The Gift of Children

Amy Clemens

Read: Psalm 139:1-16

For you formed my inward parts; you knitted me together in my mother’s womb. I praise you, for I am fearfully and wonderfully made. (vv. 13-14)

In the human economy, even the greatest among us starts out small. Children issue a loud reminder that “little” does not equal “insignificant.” Even when we are smaller than a speck, God is already interested in us, says the psalmist, knitting us together with a loving hand and perfect eye. Scripture is full of reminders that the kingdom of God does not operate according to worldly principles. “The kingdom of heaven is like a grain of mustard seed,” says Jesus (Matt. 13:31), and “Let the little children come to me and do not hinder them, for to such belongs the kingdom of heaven” (Matt. 19:14).

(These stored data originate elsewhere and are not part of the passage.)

Issue #1000, opened 2023-01-09
Monitoring of "podMonitor" and  "serviceMonitor" from team namespaces not working if multitenant disabled mode


staticvoid255:
Hi there,

I noticed that our Prometheus XXNamespaceSelectors in our templates does not contain logic allowing the global instance of Prometheus to target team namespaces even if multitenancy is disabled.

Prometheus-operator.gotmpl:
```

prometheus:
  enabled: {{ $p.enabled }}
  prometheusSpec:
    {{- range $selType := list "podMonitor" "probe" "rule" "serviceMonitor" }}
    {{ $selType }}NamespaceSelector:
      matchExpressions:
        - key: name
          operator: NotIn
          values:
            {{- range $teamId, $_ := $v.teamConfig }}
            - team-{{ $teamId }}
            {{- end }}

```

Suggested fix is to extend this logic to allow the global instance to target team namespaces if multitenancy is disabled

Cheers

Morriz:
> Hi there,
> 
> 
> 
> I noticed that our Prometheus XXNamespaceSelectors in our templates does not contain logic allowing the global instance of Prometheus to target team namespaces even if multitenancy is disabled.
> 

Thanks. Just some facts about current state of things (which can be improved upon for sure):

1. Only when multitenancy is enabled do we deploy team prometheuses.
2. Team prometheuses are not governing what platform prometheus is already governing, and are not given any rulesets therefor. In effect this allows teams to publish custom metrics which team prometheuses act on. Nothing else (yet).

Morriz:
So I believe your initial observation about global prom not governing team namespaces is incorrect as it is not namespaced.

staticvoid255:
Hi there,

I have updated the title for clarity.
Can you please point to me in code where the NotIn team namespace constraint is lifted in the event that multitenancy is disabled, as from what I can see this constraint is `always ` applied regardless of disabled or not.

staticvoid255:
Drone pipeline logs - multitenancy disabled:
<img width="339" alt="Screenshot 2023-01-11 at 20 05 58" src="https://user-images.githubusercontent.com/59235486/211895830-b0b713d4-01c7-4d6f-aa52-5fc9a55c6b0d.png">

@Morriz please advise

Morriz:
If that is the case then that is clearly not the way it should be.

PR #1005, opened 2023-01-12
fix: enable Prometheus detection of XXMonitor objects in team namespace if MT=false

staticvoid255:
fixes: #1000 

If MT=false global Prometheus instance can pick up XXMonitors with `prometheus: system` label in any namespace.


staticvoid255:
behaving properly when MT is enabled, but !MT selector needs work - Prometheus docs aren't very clear on this and trying `any: true` didn't work. I'll come back to this next week.

Morriz (approved):
tnx

values/prometheus-operator/prometheus-operator.gotmpl
```diff
@@ -53,6 +54,7 @@ prometheus:
             {{- range $teamId, $_ := $v.teamConfig }}
             - team-{{ $teamId }}
             {{- end }}
+    {{- end }}
```
Morriz, line 57:
```suggestion
    {{- else }}
    {{ $selType }}NamespaceSelector:
      matchLabels: {}
    {{- end }}
```

Morriz (approved):
@staticvoid255 with my committed suggestion I believe it covers !MT

values/prometheus-operator/prometheus-operator.gotmpl
staticvoid255: To my surprise I found that with an empty value it targets only the monitoring namespace, so all-namespace targeting must be explicitly declared I'm afraid. With this commit it would resolve to the same as the chart default. Not ready for merging yet I'm afraid.

Morriz: `matchLabels: {}` is not an empty value though. The logic in the chart:
```yaml
{{- if .Values.prometheus.prometheusSpec.serviceMonitorNamespaceSelector }}
  serviceMonitorNamespaceSelector:
{{ toYaml .Values.prometheus.prometheusSpec.serviceMonitorNamespaceSelector | indent 4 }}
{{ else }}
  serviceMonitorNamespaceSelector: {}
{{- end }}
```
Did you try my suggestion?

staticvoid255: This will not work, `XXMonitorNamespaceSelector: {}` is the same as the chart default, and will result in Prometheus only picking up monitor objects in the monitoring namespace (the namespace into which Prometheus is deployed). Including your commit or not, it still resolves to `XXMonitorNamespaceSelector: {}`.
Like I said, we must explicitly declare all-namespace targeting, and I will come back to this Monday.

Morriz: Please read carefully:
```yaml
XXMonitorNamespaceSelector: {}
```
is NOT the same as:
```yaml
XXMonitorNamespaceSelector:
  matchLabels: {}
```

staticvoid255:
Tested and working, ready for review 
Screenshot 2023-01-16 at 14 13 07

j-zimnowoda (approved):

PR #1038, opened 2023-02-20
fix: scaling defaults

staticvoid255:
Increase default replica counts so as not to block nodes draining during k8s upgrade.

Notes:
- Gatekeeper controller manager does not support HPA, so the only practical option is to set a static default of 2
- Since istio ingress-gateway is already set to 2 replicas minimum in HPA, I have done the same for the egress gateway, because if egress gateway is enabled it could cause the same issue

### DIFF
--- a/helmfile.d/snippets/defaults.yaml
+++ b/helmfile.d/snippets/defaults.yaml
@@ -206,13 +206,13 @@ environments:
             enabled: true
             autoscaling:
               egressgateway:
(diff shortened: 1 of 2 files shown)


staticvoid255:
Extensively tested along with redkubes/otomi-api/pull/372 - working correctly

j-zimnowoda (approved):

PR #1049, opened 2023-03-10
fix: cluster autoscaler memory requests

leiarenee:
Cluster autoscaler is OOM Killed in a crash loop. 
Resource is increased to 256 MBi


j-zimnowoda (approved):

staticvoid255:
@j-zimnowoda plz check my review on this, I think given the nature of the error that limits should also be increased here

PR #1068, opened 2023-04-05
fix: Harbour S3 storage and otomi pull/commit

leiarenee:
- Fix Harbour S3 Backend storage
- Fix `otomi pull and otomi commit` (by [Maurice](https://github.com/Morriz))

### DIFF
--- a/.values/env/settings.yaml
+++ b/.values/env/settings.yaml
@@ -1,1 +1,1 @@
-version: 6
+version: 7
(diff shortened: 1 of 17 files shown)


j-zimnowoda (commented):
Great work. Also the documentation that you have made in Confluence :)

Since the schema has changed it usually means a breaking change. However, we have introduced a migration mechanism that takes care about it. See the `values-changes.yaml` file

I think that adding the following definition to the `values-changes.yaml` should be enough.
```
  - version: 7
    relocations:
      - apps.harbor.persistence.aws: 'apps.harbor.persistence.s3'
 ```
 
 Please run `npm run migrate-values`, so all test files are migrated to a new version ;)

Morriz:
That faulty config never worked before, so no migration is necessary. Right?

PR #1108, opened 2023-05-04
feat: scaleway provider

srodenhuis:
To install Otomi on Scaleway, we need a new provider. By using the Scaleway provider, metrics-server is not enabled (because Scaleway already runs metrics-server by default)

### DIFF
--- a/chart/otomi/values.yaml
+++ b/chart/otomi/values.yaml
@@ -18,7 +18,7 @@ cluster: {}
   # name: 'dev'
 
   ## Set provider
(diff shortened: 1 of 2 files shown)


j-zimnowoda (changes requested):
Hi, I can't find any logic regarding  the metrics-server. Could you cross check with your local version?

srodenhuis:
the provider is used (by existing logic) to avoid metrics-server being enabled in derived.gotmpl

j-zimnowoda (approved):

PR #99, opened 2016-11-07
Fixed typo in firehose policy template

jvasallo:
There was a typo in the policy for firehose (it was granting dynamo not firehose)


fadi-almasri:
Looks good.

PR #101, opened 2016-11-14
Ensure threshold and period_minutes are integers

### LINKED ISSUE #100: Multiplying a string
If someone has the following asg policy:
```
  "asg": {
    "subnet_purpose": "internal",
    "min_inst": 1,
    "max_inst": 5,
    "scaling_policy": {
      "metric": "NetworkIn",
      "threshold": "20000",
      "period_minutes": 1,
      "statistic": "Minimum"
    }
  },
```
You will see an error, like so:
```
packages/foremast/autoscaling_policy/create_policy.py", line 79, in prepare_policy_template
    'asg']['scaling_policy']['threshold'] * 0.5
TypeError: can't multiply sequence by non-int of type 'float'
```

The reason is that threshold is a string. If threshold is an int, this works.

We should ensure that thresholds are typecast to `int()`, as a possible fix for this issue.

sijis:
This handles cases where those keys are set as strings
even though we expect integers.

Fixes #100

### DIFF
--- a/src/foremast/autoscaling_policy/create_policy.py
+++ b/src/foremast/autoscaling_policy/create_policy.py
@@ -75,8 +75,8 @@ class AutoScalingPolicy:
             template_kwargs['scalingAdjustment'] = 1
 
         elif scaling_type == 'scale_down':
-            self.settings['asg']['scaling_policy']['threshold'] = self.settings[
-                'asg']['scaling_policy']['threshold'] * 0.5
+            self.settings['asg']['scaling_policy']['threshold'] = int(
+                self.settings['asg']['scaling_policy']['threshold']) * 0.5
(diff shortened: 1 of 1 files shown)


ndcampbell:
Why just checking for thresholds? If we enforce type for the other fields I think we should enforce it for thresholds.

sijis:
@ndcampbell We could absolutely do it. The primary type of the majority of the fields are strings, not int.

Temporarily we could move forward with this, however, we'd have to find a "better" way to ensure the types match. One thing I bumped into recently was: http://docs.python-cerberus.org/en/stable/. This look interesting and could be useful to validate type's sent.

jvasallo:
This looks good to me. Thanks for the PR.

PR #103, opened 2016-11-21
[WIP] Lambda should respect defined instance profile

sijis:
This should allow a custom defined instance_profile to work in lambda pipelines.

/cc @sbasgall

### DIFF
--- a/src/foremast/awslambda/awslambda.py
+++ b/src/foremast/awslambda/awslambda.py
@@ -60,7 +60,9 @@ class LambdaFunction(object):
         self.role = app.get('lambda_role') or generated.iam()['lambda_role']
         self.timeout = app['lambda_timeout']
 
-        self.role_arn = get_role_arn(self.role, self.env, self.region)
+        self.role_arn = get_role_arn(
+            self.properties[env]['app'].get('instance_profile', generated.iam()['role']),
+            self.env, self.region)
 
         self.session = boto3.Session(profile_name=self.env, region_name=self.region)
         self.lambda_client = self.session.client('lambda')


src/foremast/awslambda/awslambda.py
```diff
@@ -57,7 +57,9 @@ def __init__(self, app, env, region, prop_path):
         self.memory = self.properties[env]['app']['lambda_memory']
         self.timeout = self.properties[env]['app']['lambda_timeout']
 
-        self.role_arn = get_role_arn(generated.iam()['role'], self.env, self.region)
+        self.role_arn = get_role_arn(
+            self.properties[env]['app'].get('instance_profile', generated.iam()['role']),
```
e4r7hbug: `profile` and `role` are two different words. I predict there will be an issue here. We must double check.

sijis: That's a good point. I'll further look into it.

src/foremast/awslambda/awslambda.py
```diff
@@ -60,7 +60,9 @@ def __init__(self, app, env, region, prop_path):
         self.role = app.get('lambda_role') or generated.iam()['lambda_role']
         self.timeout = app['lambda_timeout']
 
-        self.role_arn = get_role_arn(self.role, self.env, self.region)
+        self.role_arn = get_role_arn(
+            self.properties[env]['app'].get('instance_profile', generated.iam()['role']),
```
e4r7hbug: It doesn't look like `self.role` gets used anywhere. Save this long line to `self.role` and use that instead.

PR #104, opened 2016-12-01
fix: Include api details in docs

sijis:
Fix docs so they include api details within the 'Foremast Modules" section.


ndcampbell:
LGTM

PR #105, opened 2016-12-02
Feature/multi region dns

ndcampbell:
Added the functionality to create Failover DNS when multiple regions are specified. I think this could use a really heavy review but the functionality is all there.


jvasallo:
Taking a look at this now! Thanks for the work on this.

jvasallo:
Looks good, lets file an issue for documentation around this! Thanks!

PR #108, opened 2016-12-13
default region specific DNS

ndcampbell:
made it so that when DNS is created the global record and region specific DNS is created. This is configurable but true by default

### DIFF
--- a/src/foremast/runner.py
+++ b/src/foremast/runner.py
@@ -158,6 +158,7 @@ class ForemastRunner(object):
         elb_subnet = self.configs[self.env]['elb']['subnet_purpose']
         regions = self.configs[self.env]['regions']
         failover = self.configs[self.env]['dns']['failover_dns']
+        regionspecific_dns = self.configs[self.env]['dns']['region_specific']
 
         dnsobj = dns.SpinnakerDns(app=self.app,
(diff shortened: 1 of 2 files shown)


src/foremast/runner.py
```diff
@@ -170,6 +171,8 @@ def create_dns(self):
             dnsobj.create_failover_dns(primary_region=primary_region)
         else:
             dnsobj.create_elb_dns(regionspecific=False)
+            if regionspecific_dns: #If true, Also create a region specific DNS record
+                dnsobj.create_elb_dns(regionspecific=True)
```
jvasallo: Should we not create the region specific first, then create the parent record?
internal-elb1212.amazon.com
something.cool.us-east-1.staging.company.org
something.cool.staging.company.org

ndcampbell: Why does it matter? It is creating `app.group.region.env.domain.com` and `app.group.env.domain.com`. Both of which are CNAMEs to the same ELB record.

jvasallo: Ah makes sense for now. Both records point to the ELB by default. Sounds fine by me for now.

jvasallo:
Looks good to me!

PR #109, opened 2016-12-15
fix: Manual pipeline safe name

e4r7hbug:
Need to remove bad characters from the generated Pipeline name in accordance with Spinnaker's name checker. This allows manual Pipelines to be created and deleted properly.

### DIFF
--- a/src/foremast/pipeline/create_pipeline_manual.py
+++ b/src/foremast/pipeline/create_pipeline_manual.py
@@ -14,6 +14,7 @@
 #   See the License for the specific language governing permissions and
 #   limitations under the License.
 """Create manual Pipeline for Spinnaker."""
+from ..utils import normalize_pipeline_name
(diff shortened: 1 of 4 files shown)


sijis:
This needs a simple test for the normalized function.

e4r7hbug:
Test case added.

sijis:
👍 I'm good with this.

e4r7hbug:
Turns out, updating an existing Pipeline without deleting it is fairly trivial with all our existing functions.

sijis:
I would have moved the pipeline removal to a separate PR. It may be trivial but I would like more eyes on that specific change.

e4r7hbug:
Split Pipeline deletion related Commits to #110.

sijis:
Thanks for breaking that up into 2 parts.

PR #111, opened 2016-12-20
Add application name in successful pipeline message

sijis:
Include the application name in successful pipeline creation message.


e4r7hbug:
Key access should be safe since everyone using the wrapper template has `application` and `name` set. I think this can get merged in.

ndcampbell:
LGTM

Advent reminds us that Jesus didn’t somehow appear as a mythical god, otherworldly and oozing power. He began life as you and I did, tiny and weak; the embryo of a fearful and wonderful plan. Inconspicuous, vulnerable; God of the universe knitted into flesh.

I ponder what God has knitted into us. Where can we exercise childlike faith regarding the story God is telling through our lives? And can this season enliven our imagination of the kingdom as we watch the children around us hope and dream?

—Amy Clemens

Giver of good gifts, restore to me eyes full of wonder, a heart full of hope and joyous expectation, and the gift of childlike faith I need, trusting that I am fearfully and wonderfully made, with a place in your story.